Solo puedo entonces escuchar a quienes han seguido un largo proceso hasta el descreimiento. Llámalo también grieta, llámalo torcedura. Algo que se dobla, que duele y que muestra su interior: su debilidad. Están endurecidos por los espejismos y los discursos, por las leyes, los ídolos y las estatuas que caen y se levantan con la misma facilidad que los muñecos en una barraca de feria. Por eso solo puedo sonreír cuando alguien defiende una estética como quien se pone un traje nuevo para ocultar las miserias de su cuerpo.
Escucho al Kertész de Kaddish por el hijo no nacido, porque no quiere llevarme hacia ningún templo, porque su desconfianza tiembla y se riza cuando escribe, porque no quiere que nadie crea en él.
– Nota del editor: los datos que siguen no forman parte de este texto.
PR #163, opened 2018-06-14
Added a tpf.get_sources function which queries a catalog and returns the targets in a TPF as astropy.table

AndyTza:
This function returns a queried table of field stars that are near the tpf target. The function thus far has libraries that contain catalogues of KIC and EPIC only. 

Would be interesting to expand the library and add Gaia DR2 and other catalogues. 

You can also see a quick demo of the function [here](https://github.com/AndyTza/projects_18/blob/master/notebooks/Find%20Stars%20Function%20Demo.ipynb).


AndyTza:
This updated function will query stars (either KIC or EPIC) using a radial search (arcmins) given the tpf coordinates. 

The function is consistent with [MAST](http://archive.stsci.edu/kepler/kepler_fov/search.php) Kepler Target Search. I've made a small demo of the function [here](https://github.com/AndyTza/projects_18/blob/radius_finder/notebooks/Find%20Stars%20Function%20Demo.ipynb) for more information. 

@christinahedges

christinahedges:
@AndyTza has implemented a great find_stars function. There is a bug in vizier where the object ID's are returned as int16's which is too imprecise for Kepler IDs. I put in an issue [here](https://github.com/astropy/astroquery/issues/1173) and it looks like it will get fixed. Once it's fixed I think this looks good!

christinahedges:
@AndyTza appveyor and travis can't run the code you've added. If you click on "details" you can see the traceback for where they broke and fix it :)

C

AndyTza:
@christinahedges updates on find_stars--  appveyor & travis have passed!

lightkurve/targetpixelfile.py
```diff
@@ -190,6 +196,122 @@ def from_archive(target, cadence='long', quarter=None, month=None,
...
+                     'parameters':["KIC", "RAJ2000", "DEJ2000", "pmRA", "pmDE", "kepmag"]},
+               "EPIC":
+               {'vizier':"IV/34/epic",
+                'parameters':["ID", "RAJ2000", "DEJ2000", "pmRA", "pmDEC", "e_pmRA", "e_pmDEC", "Kpmag"]},
+               "Gaia":
+               {'vizier':"I/345/gaia2",
+               'parameters':["DR2Name", "RA_ICRS", "DE_ICRS", "pmRA", "pmDE", "e_pmRA", "e_pmDE", "Gmag"]}}
+
+        # identifies catalog
+        viz_id = (ID[catalog])['vizier']
```
christinahedges: Don't need the () here

lightkurve/targetpixelfile.py
```diff
@@ -190,6 +196,122 @@ def from_archive(target, cadence='long', quarter=None, month=None,
...
+        pars = (ID[catalog])['parameters']
```
christinahedges: Don't need ()

lightkurve/targetpixelfile.py
```diff
@@ -190,6 +196,122 @@ def from_archive(target, cadence='long', quarter=None, month=None,
...
+        #Skycoord the centre of target
+        cent = SkyCoord(ra=self.ra, dec=self.dec, frame='icrs', unit=(u.deg, u.deg))
+
+        # Choose columns from Vizier
+        v = Vizier(catalog=[viz_id], columns=pars)
+        # query around cent. with radius
+        result = v.query_region(cent, radius=radius*u.arcmin, catalog=viz_id)
+
+        # Rename names in KIC for consistency with EPIC
+        result[viz_id]['KIC'].name = 'ID'
```
christinahedges: This is going to break if you have Gaia or EPIC, there is no 'KIC' to change. You should iterate through the `'parameters'` of the catalog and change them to the ones we came up with.

lightkurve/targetpixelfile.py
```diff
@@ -190,6 +196,122 @@ def from_archive(target, cadence='long', quarter=None, month=None,
...
+
+        # Load ra & dec of all tpf pixels
+        gc_ra, gc_dec = self.get_coordinates(cadence='all')
+
+        # Reduce calculation for astroy seperation
+        c1 = np.asarray([gc_ra.ravel(), gc_dec.ravel()])
+        co = np.round(c1, decimals=5)
+
+        # Return unique pairs
+        pairs_gc = (np.unique(co, axis=1))
```
christinahedges: `gc` is a bit opaque, can we call it something that's clearer?

lightkurve/targetpixelfile.py
```diff
@@ -190,6 +196,122 @@ def from_archive(target, cadence='long', quarter=None, month=None,
...
+
+        # Make pairs_gc into SkyCoord
+        sky_pairs_gc = SkyCoord(ra=pairs_gc[0]*u.deg, dec=pairs_gc[1]*u.deg, frame='icrs', unit=(u.deg, u.deg))
+        # Make pairs in sky_data
+        sky_data = SkyCoord(ra=data['RAJ2000'], dec=data['DEJ2000'], frame='icrs', unit=(u.deg, u.deg))
+
+        new_ra, new_dec = [], []
```
christinahedges: All of this can be saved by doing a boolean array and then masking the `data` table.

lightkurve/targetpixelfile.py
```diff
@@ -190,6 +196,122 @@ def from_archive(target, cadence='long', quarter=None, month=None,
...
+            if store==True:
+                new_ra.append(data['RAJ2000'][i])
+                new_dec.append(data['DEJ2000'][i])
+                new_id.append(data['ID'][i])
+                new_pmra.append(data['pmRA'][i])
+                new_pmdec.append(data['pmDEC'][i])
+                new_kpmag.append(data['Kpmag'][i])
+
+        # Dictionary of parameters of queried statrs
+        new_table = {'ID':new_id, 'RAJ2000':new_ra, 'DEJ2000':new_dec,
```
christinahedges: You can just output the table for now, no need for a dictionary.

lightkurve/targetpixelfile.py
```diff
@@ -190,6 +196,122 @@ def from_archive(target, cadence='long', quarter=None, month=None,
...
+
+        # identifies catalog
+        viz_id = (ID[catalog])['vizier']
+        pars = (ID[catalog])['parameters']
+
+        #Skycoord the centre of target
+        cent = SkyCoord(ra=self.ra, dec=self.dec, frame='icrs', unit=(u.deg, u.deg))
+
+        # Choose columns from Vizier
+        v = Vizier(catalog=[viz_id], columns=pars)
```
christinahedges: This can be 

`data = Vizier(catalog=[viz_id], columns=pars)[viz_id]`

to reduce the lines below.

lightkurve/targetpixelfile.py
```diff
@@ -197,12 +198,10 @@ def __repr__(self):
         return('KeplerTargetPixelFile Object (ID: {})'.format(self.keplerid))
 
 
-    def find_stars(self, catalog=None, radius=0.5):
+    def query_catalog(self, catalog=None, radius=0.5, seperation_factor=12):
```
christinahedges: I'm not sure we want this separation factor, as it's redundant with radius. Why would I set radius and separation factor?

(It also needs a better name, perhaps tolerance.)

lightkurve/targetpixelfile.py
```diff
@@ -212,6 +211,11 @@ def find_stars(self, catalog=None, radius=0.5):
         radius: float
             Radius of cone search centered on the target in arcminutes.
             Default radius is 0.5 arcmin.
+        seperation_factor: float
```
christinahedges: I still don't think separation factor should be a keyword...But I could be wrong. If we use it we should change this docstring, it's confusing. Let's use something like

Tolerance for source matching. Sources that fall within this tolerance of pixels in the KeplerTargetPixelFile will be returned in the result. Default is 3 pixels (12 arcsec).

lightkurve/targetpixelfile.py
```diff
@@ -250,67 +254,66 @@ def find_stars(self, catalog=None, radius=0.5):
                      'parameters':["KIC", "RAJ2000", "DEJ2000", "pmRA", "pmDE", "kepmag"]},
                "EPIC":
                {'vizier':"IV/34/epic",
-                'parameters':["ID", "RAJ2000", "DEJ2000", "pmRA", "pmDEC", "e_pmRA", "e_pmDEC", "Kpmag"]},
+                'parameters':["ID", "RAJ2000", "DEJ2000", "pmRA", "pmDEC", "Kpmag","e_pmRA", "e_pmDEC"]},
```
christinahedges: Space after a ,

lightkurve/targetpixelfile.py
```diff
@@ -250,67 +254,66 @@ def find_stars(self, catalog=None, radius=0.5):
...
+        viz_id = ID[catalog]['vizier']
 
         #Skycoord the centre of target
         cent = SkyCoord(ra=self.ra, dec=self.dec, frame='icrs', unit=(u.deg, u.deg))
 
         # Choose columns from Vizier
-        v = Vizier(catalog=[viz_id], columns=pars)
-        # query around cent. with radius
+        v = Vizier(catalog=[viz_id], columns=ID[catalog]['parameters'])
+        # query around centre with radius
```
christinahedges: British spellings are always appreciated.

lightkurve/targetpixelfile.py
```diff
@@ -250,67 +254,66 @@ def find_stars(self, catalog=None, radius=0.5):
...
         result = v.query_region(cent, radius=radius*u.arcmin, catalog=viz_id)
 
-        # Rename names in KIC for consistency with EPIC
-        result[viz_id]['KIC'].name = 'ID'
-        result[viz_id]['pmDE'].name = 'pmDEC'
-        result[viz_id]['kepmag'].name = 'Kpmag'
+        # Rename column names
+        new_pars = ['ID', 'RA', 'DEC', 'pmRA', 'pmDEC']
+        for i in range(len(new_pars)):
+            result[viz_id].rename_column(result[viz_id].colnames[i], new_pars[i])
```
christinahedges: Much better!

lightkurve/targetpixelfile.py
```diff
@@ -250,67 +254,66 @@ def find_stars(self, catalog=None, radius=0.5):
...
 
         # Queried stats
         data = result[viz_id]
 
         # Load ra & dec of all tpf pixels
-        gc_ra, gc_dec = self.get_coordinates(cadence='all')
+        pixels_ra, pixels_dec = self.get_coordinates(cadence='all')
```
christinahedges: Much better names.

lightkurve/targetpixelfile.py
```diff
@@ -250,67 +254,66 @@ def find_stars(self, catalog=None, radius=0.5):
...
 
         # Reduce calculation for astroy seperation
-        c1 = np.asarray([gc_ra.ravel(), gc_dec.ravel()])
+        c1 = np.asarray([pixels_ra.ravel(), pixels_dec.ravel()])
```
christinahedges: These catalogs could be called something more intuitive.

lightkurve/targetpixelfile.py
```diff
@@ -250,67 +254,66 @@ def find_stars(self, catalog=None, radius=0.5):
...
-        pairs_gc = (np.unique(co, axis=1))
+        pixel_pairs = (np.unique(co, axis=1))
 
-        # Make pairs_gc into SkyCoord
-        sky_pairs_gc = SkyCoord(ra=pairs_gc[0]*u.deg, dec=pairs_gc[1]*u.deg, frame='icrs', unit=(u.deg, u.deg))
+        # Make pixel pairs into SkyCoord
+        sky_pixel_pairs = SkyCoord(ra=pixel_pairs[0]*u.deg, dec=pixel_pairs[1]*u.deg, frame='icrs', unit=(u.deg, u.deg))
         # Make pairs in sky_data
-        sky_data = SkyCoord(ra=data['RAJ2000'], dec=data['DEJ2000'], frame='icrs', unit=(u.deg, u.deg))
+        sky_data = SkyCoord(ra=data['RA'], dec=data['DEC'], frame='icrs', unit=(u.deg, u.deg))
```
christinahedges: Perhaps `sky_sources` would be more descriptive.

lightkurve/targetpixelfile.py
```diff
@@ -250,67 +254,66 @@ def find_stars(self, catalog=None, radius=0.5):
...
-        new_ra, new_dec = [], []
-        new_id = []
-        new_pmra, new_pmdec, new_e_pmra, new_e_pmdec = [], [], [], []
-        new_kpmag = []
+        sep_mask = np.array(seperation_mask, dtype=bool)
+        # Append masked list to data table
+        for i in range (len(data.colnames)):
+            data[data.colnames[i]].mask = sep_mask
+
+        # Scan and remove masked values
```
christinahedges: This should be what a mask is for...?

lightkurve/targetpixelfile.py
```diff
@@ -16,6 +16,7 @@
 from astropy import units as u
 from astropy.coordinates import SkyCoord
 from astropy.table import Table
+import numpy.ma as ma
```
christinahedges: Let's use np.ma rather than explicitly importing this.

christinahedges:
@barentsen @gully Andy and I really happy with is, could you guys take a look and review for us? Thanks!

lightkurve/targetpixelfile.py
```diff
@@ -12,11 +12,15 @@
 import matplotlib.pyplot as plt
 import numpy as np
 from tqdm import tqdm
+from astroquery.vizier import Vizier
```
barentsen: `Vizier` is only used in `utils.py`, so doesn't need to be imported here

lightkurve/targetpixelfile.py
```diff
@@ -12,11 +12,15 @@
...
+from astropy import units as u
+from astropy.coordinates import SkyCoord
+from astropy.table import Table
```
barentsen: `Table` is already being imported on line 9

lightkurve/targetpixelfile.py
```diff
@@ -190,6 +195,88 @@ def from_archive(target, cadence='long', quarter=None, month=None,
     def __repr__(self):
         return('KeplerTargetPixelFile Object (ID: {})'.format(self.keplerid))
 
+
+    def get_sources(self, catalog=None, magnitude_limit=18, dist_tolerance=3):
+        """
+        Returns a crossmatched table of stars that are centered on the target
```
barentsen: I don't think the table the function returns is `crossmatched`?

lightkurve/targetpixelfile.py
```diff
@@ -190,6 +195,88 @@ def from_archive(target, cadence='long', quarter=None, month=None,
...
+        of the tpf file. Current catalog supported are KIC, EPIC and Gaia DR2.
+
+        Parameters
+        -----------
+        catalog: string
```
barentsen: replace `string` with `'EPIC', 'KIC', or 'Gaia'`

lightkurve/targetpixelfile.py
```diff
@@ -190,6 +195,88 @@ def from_archive(target, cadence='long', quarter=None, month=None,
...
+            Indicate catalog assigned for mission. If Kepler, catalog will be KIC
+            if K2 catalog is EPIC.
```
barentsen: I recommend re-phrasing as follows: `Catalog to query.  For Kepler target pixel files the default is 'KIC', for K2 target pixel files the default is 'EPIC'.`

lightkurve/targetpixelfile.py
```diff
@@ -190,6 +195,88 @@ def from_archive(target, cadence='long', quarter=None, month=None,
...
+        magnitude_limit : int or float
+            Limit the returned magnitudes to only stars brighter than magnitude_limit.
+            Default 18.
```
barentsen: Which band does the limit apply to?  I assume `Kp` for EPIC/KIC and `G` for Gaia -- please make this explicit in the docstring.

Escucho a Abbas Beydoun porque sabe deshacerse de toda solemnidad, porque se tropieza y cae, porque se equivoca una y otra vez, de esa forma en que la poesía acierta hoy, a través del error, al aceptar que el poeta es alguien que se aferra a objetos diminutos, a ideas innecesarias, a todo lo que se desprende del idioma y nadie entiende como poesía. Leo Un minuto de retraso sobre lo real y veo a alguien que se aleja de su tradición, o como defiende su traductora, Luz Gómez García, sigue la “tradición de la traducción”. Observa Beydoun a su país, el Líbano, con una conmovida frialdad, como quien necesita evitar el antiguo engaño de su educación para poder verse en el espejo como se vería un extranjero.
Escucho a Montale, que nos aseguraba que su generación había hecho todo lo posible por empeorar el mundo, que vivir al cinco por ciento es suficiente, que no aumentemos la dosis, que a todos nos conviene ser insecto, que solo sabemos lo que no somos, lo que no queremos.